Мамчич засмеялся. Старшина ему нравился. Нравилось, что он, с виду такой неказистый и суетливый, сумел сплотить бегущих и перепуганных бойцов, потерявших своих командиров, в боевое подразделение, навёл в нём относительный порядок, вернул способность сражаться, а потом вывел его из окружения, что не бросил артиллеристов и их орудия, конский состав и передки с боеприпасами, что вывез умирающего ротного и других раненых.

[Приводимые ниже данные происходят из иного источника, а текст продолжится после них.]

PR #1996, opened 2020-08-03
Fix-1995-docs-only; remove MJML3 sentence from docs for mj-text

GarryFlemings:
The docs for mj-text include an &lt;aside> with the sentence, "Don't forget to encode special characters to avoid unexpected behaviour from MJML's parser".

The sentence is a left-over from MJML3. It does not apply to MJML4.

Documentation only. No JavaScript files.


GarryFlemings:
Replaced by PR #2002 (same content, similar title, different branch).
This one's branch is fix-1995-docs-only. Please ignore this branch. Even better: Delete it.

PR #2002 uses branch fix_1995-docs-only (note the underscore in position 4). That's a good one.

PR #2004, opened 2020-08-12
feat: also return the mjml json structure

DRoet:
I know there is the `mjml2json` package out there, but it is a bit outdated (mjml 3) and `mjml-core` basically already does the same thing as far as I can tell.

The only downside perhaps is that this includes properties such as `absoluteFilePath` which we could omit, but I just wanted to gather thoughts on this PR first.

### DIFF
--- a/packages/mjml-core/src/index.js
+++ b/packages/mjml-core/src/index.js
@@ -364,6 +364,7 @@ export default function mjml2html(mjml, options = {}) {
 
   return {
     html: content,
+    json: mjml,
     errors,
   }
 }


iRyusa:
I'm curious about the usage of this ? If you need the json Input won't you just call the parser anyway ?

DRoet:
Well I wanted to save the mjml as json and noticed in the documentation that the `mjml2html()` function already works out of the box with json inputs. Thats when I came across the `mjml2json` package, but noticed it seemed slightly out of date and I started comparing its functionality with the mjml-core package.

I'm sure I could recreate the mjml2json package and run the parser manually, but I thought maybe it would be nice if the `mjml-core` could just return it directly since it is "already there".

iRyusa:
I get that, but what would be the use case of that JSON at the end ?

DRoet:
Oh I'm working on creating a web based mjml builder and having the JSON structure would be a lot easier to work with. Having a way of parsing existing mjml templates into JSON would be very useful.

Старшина и теперь держал своих людей в куче, время от времени обходя её, как беспокойный пастух обходит своё стадо, делал бойцам напрасные замечаний и подбадривая их при этом лёгким матерком и прибаутками. Всякое приказание или простую просьбу офицеров передового отряда он выслушивал со всей внимательностью непосредственного подчинённого и тут же кидался исполнять со всем рвением и прилежанием старого солдата, который уж что-что, а дисциплину-то и службу свою знает. Правда, как ни всматривался, как ни прилаживался взглядом и умом к петлицам, но всё никак не мог научиться офицера отличить от простого курсанта.

Мамчич-то и уговорил Старчака оставить ему в резерв это пёстрое воинство. Не возражал и батальонный комиссар из особого отдела штаба фронта. «Преподнесли ему урок окопнички. А ведь пропал бы Нелюбин со своей оборванной ватагой, пострелял бы их особняк где-нибудь не в том, так в другом овраге, не заступись за них Старчак. Да и сам батальонный комиссар понял, что сейчас, когда позади нас до самого Малоярославца никого нет, никаких войск, каждый человек здесь, в окопе, ценою потянет на взвод». Так думал Мамчич, глядя на старшину Нелюбина и слушая его солдатские размышления, которые забавно переплетались у него с его мужицким, крестьянским, что, впрочем, одно другому не мешало.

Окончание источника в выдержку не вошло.